Blocking ip addresses was our first action but it seems to be not efficient at all as the bot changes ip addresses every time. So how do we stop this attack?

Multiple fixes were discussed in our team meetings such as blocking user accounts after three wrong attempts which will delay or may stop the attack and also using Recaptcha api. but these fixes have to be implemented in our application and tested which will take several days.

As our web application is deployed on GKE (Google Kubernetes Engine) and as we need to protect websites against these types of attacks we have to dig into google cloud platform services and google Cloud Armor seems to be the most appropriate one for this situation.

Google Cloud Armor is an enterprise-grade DDOS defense service and web application firewall. It also proposes predefined rules to help defend against attacks such as cross-site scripting (XSS) and SQL injection (SQLi) attacks.

As for configuring cloud Armor, which is easy to configure by the way, we were unable to use predefined rules for our web application. The website was exposed via an ingress which seems to be fine but it was an nginx ingress controller which generates a Google Cloud TCP Load balancer. In fact google cloud armor could be integrated only with google cloud http load balancer L7. To do so we have to transform our ingress with nginx ingress into http load balancer.

Fortunately all Nginx ingress annotations could be configured in the http load balancer like custom request headers, custom response headers, rewrite path and so on.

Our GKE pods will be the backend of our Load balancer and to configure this we have to work with network endpoint groups (NEG).

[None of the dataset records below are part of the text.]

PR #13812, opened 2021-08-06
bes: Allow additional headers to be passed to the server.

benjaminp:
There is already a --remote_header option that passes extra headers to the remote cache and executor. This revision allows extra headers to be passed along to a BES server with the --bes_header option.

RELNOTES[NEW]: Add `--bes_header` flag to pass extra headers to the BES server.

### DIFF
--- a/src/main/java/com/google/devtools/build/lib/buildeventservice/client/BuildEventServiceGrpcClient.java
+++ b/src/main/java/com/google/devtools/build/lib/buildeventservice/client/BuildEventServiceGrpcClient.java
@@ -28,13 +28,18 @@ import com.google.devtools.build.v1.PublishBuildToolEventStreamRequest;
 import com.google.devtools.build.v1.PublishBuildToolEventStreamResponse;
 import com.google.devtools.build.v1.PublishLifecycleEventRequest;
 import io.grpc.CallCredentials;
+import io.grpc.ClientInterceptor;
 import io.grpc.ManagedChannel;
+import io.grpc.Metadata;
 import io.grpc.Status;
 import io.grpc.StatusException;
 import io.grpc.StatusRuntimeException;
 import io.grpc.stub.AbstractStub;
+import io.grpc.stub.MetadataUtils;
 import io.grpc.stub.StreamObserver;
 import java.time.Duration;
+import java.util.List;
+import java.util.Map;
 import javax.annotation.Nullable;
 
 /** Implementation of BuildEventServiceClient that uploads data using gRPC. */
@@ -48,11 +53,24 @@ public class BuildEventServiceGrpcClient implements BuildEventServiceClient {
   private final PublishBuildEventBlockingStub besBlocking;
 
   public BuildEventServiceGrpcClient(
-      ManagedChannel channel, @Nullable CallCredentials callCredentials) {
-    this(
-        withCallCredentials(PublishBuildEventGrpc.newStub(channel), callCredentials),
-        withCallCredentials(PublishBuildEventGrpc.newBlockingStub(channel), callCredentials),
-        channel);
+      ManagedChannel channel,
+      @Nullable CallCredentials callCredentials,
+      List<Map.Entry<String, String>> headers) {
+    ClientInterceptor interceptor = null;
+    if (!headers.isEmpty()) {
+      Metadata extraHeaders = new Metadata();
+      headers.forEach(
+          header ->
+              extraHeaders.put(
+                  Metadata.Key.of(header.getKey(), Metadata.ASCII_STRING_MARSHALLER),
+                  header.getValue()));
+      interceptor = MetadataUtils.newAttachHeadersInterceptor(extraHeaders);
+    }
+    this.besAsync =
+        configureStub(PublishBuildEventGrpc.newStub(channel), callCredentials, interceptor);
+    this.besBlocking =
+        configureStub(PublishBuildEventGrpc.newBlockingStub(channel), callCredentials, interceptor);
+    this.channel = channel;
   }
 
   @VisibleForTesting
@@ -65,9 +83,10 @@ public class BuildEventServiceGrpcClient implements BuildEventServiceClient {
     this.channel = channel;
   }
 
-  private static <T extends AbstractStub<T>> T withCallCredentials(
-      T stub, @Nullable CallCredentials callCredentials) {
+  private static <T extends AbstractStub<T>> T configureStub(
+      T stub, @Nullable CallCredentials callCredentials, @Nullable ClientInterceptor interceptor) {
     stub = callCredentials != null ? stub.withCallCredentials(callCredentials) : stub;
+    stub = interceptor != null ? stub.withInterceptors(interceptor) : stub;
     return stub;
   }
 
--- a/src/test/java/com/google/devtools/build/lib/buildeventservice/BuildEventServiceGrpcClientTest.java
+++ b/src/test/java/com/google/devtools/build/lib/buildeventservice/BuildEventServiceGrpcClientTest.java
@@ -15,37 +15,45 @@
 package com.google.devtools.build.lib.buildeventservice;
 
 import static com.google.common.truth.Truth.assertThat;
-import static org.mockito.ArgumentMatchers.any;
-import static org.mockito.Mockito.when;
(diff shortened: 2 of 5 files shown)


src/main/java/com/google/devtools/build/lib/buildeventservice/client/BuildEventServiceGrpcClient.java
```diff
@@ -65,9 +83,10 @@ protected BuildEventServiceGrpcClient(
     this.channel = channel;
   }
 
-  private static <T extends AbstractStub<T>> T withCallCredentials(
-      T stub, @Nullable CallCredentials callCredentials) {
+  private static <T extends AbstractStub<T>> T configureStub(
+      T stub, @Nullable CallCredentials callCredentials, @Nullable ClientInterceptor interceptor) {
     stub = callCredentials != null ? stub.withCallCredentials(callCredentials) : stub;
+    stub = interceptor != null ? stub.withInterceptors(interceptor) : stub;
     return stub;
```
lfpino, line 90: What happens if both callCredentials and interceptor are present? Is that possible?

benjaminp: The stub should be wrapped by with call-credentials and then the header interceptor.

lfpino (approved):

src/main/java/com/google/devtools/build/lib/buildeventservice/client/BuildEventServiceGrpcClient.java
```diff
@@ -48,11 +53,24 @@
...
   public BuildEventServiceGrpcClient(
-      ManagedChannel channel, @Nullable CallCredentials callCredentials) {
-    this(
-        withCallCredentials(PublishBuildEventGrpc.newStub(channel), callCredentials),
-        withCallCredentials(PublishBuildEventGrpc.newBlockingStub(channel), callCredentials),
-        channel);
+      ManagedChannel channel,
+      @Nullable CallCredentials callCredentials,
+      List<Map.Entry<String, String>> headers) {
+    ClientInterceptor interceptor = null;
```
michaeledgar, line 59: If the `BuildEventServiceGrpcClient` took the `ClientInterceptor` as a `@Nullable` constructor argument, then this class can remain focused on the business logic needed for a fully-constructed gRPC client.

The caller (`BazelBuildEventServiceModule`) can do the work of munging the configuration's key-value-pair headers into Metadata and a ClientInterceptor. In the future, if we need to change the Metadata or the ClientInterceptor (eg. adding tracing functionality), that change remains isolated to the Module.

This may also improve unit-testability of the `BuildEventServiceGrpcClient` by allowing tests to interpose the Interceptor on the client side.

src/test/java/com/google/devtools/build/lib/buildeventservice/BuildEventServiceGrpcClientTest.java
```diff
@@ -59,54 +67,92 @@ public void onError(Throwable t) {}
...
+   */
+  private static void withServer(ServerServiceDefinition service, TestWithServer callback)
+      throws Exception {
+    String uniqueName = UUID.randomUUID().toString();
+    Server server =
+        InProcessServerBuilder.forName(uniqueName).directExecutor().addService(service).build();
+    server.start();
     ManagedChannel channel = InProcessChannelBuilder.forName(uniqueName).directExecutor().build();
-    grpcClient = new BuildEventServiceGrpcClient(channel, null);
+    try {
```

To create our network endpoint groups we add cloud.google.com/neg annotation to Kubernetes service in which we specify the neg name and pod’s port.

apiVersion: v1
kind: Service
metadata:
name: my-service
annotations:
cloud.google.com/neg: '{"exposed_ports": {"80":{"name": "my-neg"}}}'
spec:
selector:
k8s-app: my-app
ports:
- name: http-port
port: 80
targetPort: 8080
protocol: TCP
  • After adding annotation in service yaml the network endpoint group is created automatically
network endpoint group generated automatically after adding annotation in the service
Network Endpoint Group (Neg)
  • after that we have to configure the http load balancer with network endpoint group as backend, so in the backend type we have to choose as backend type Zonal network endpoint group
For GKE backends we have to pick Zonal network endpoint group as backend type for our LB
Google cloud http load balancer backend type

finally we pick the network endpoint groups created before

Google cloud http load balancer backend service

Creating http load balancer with zonal network endpoint groups backend service makes it possible for us to configure google cloud Armor with predefined rules.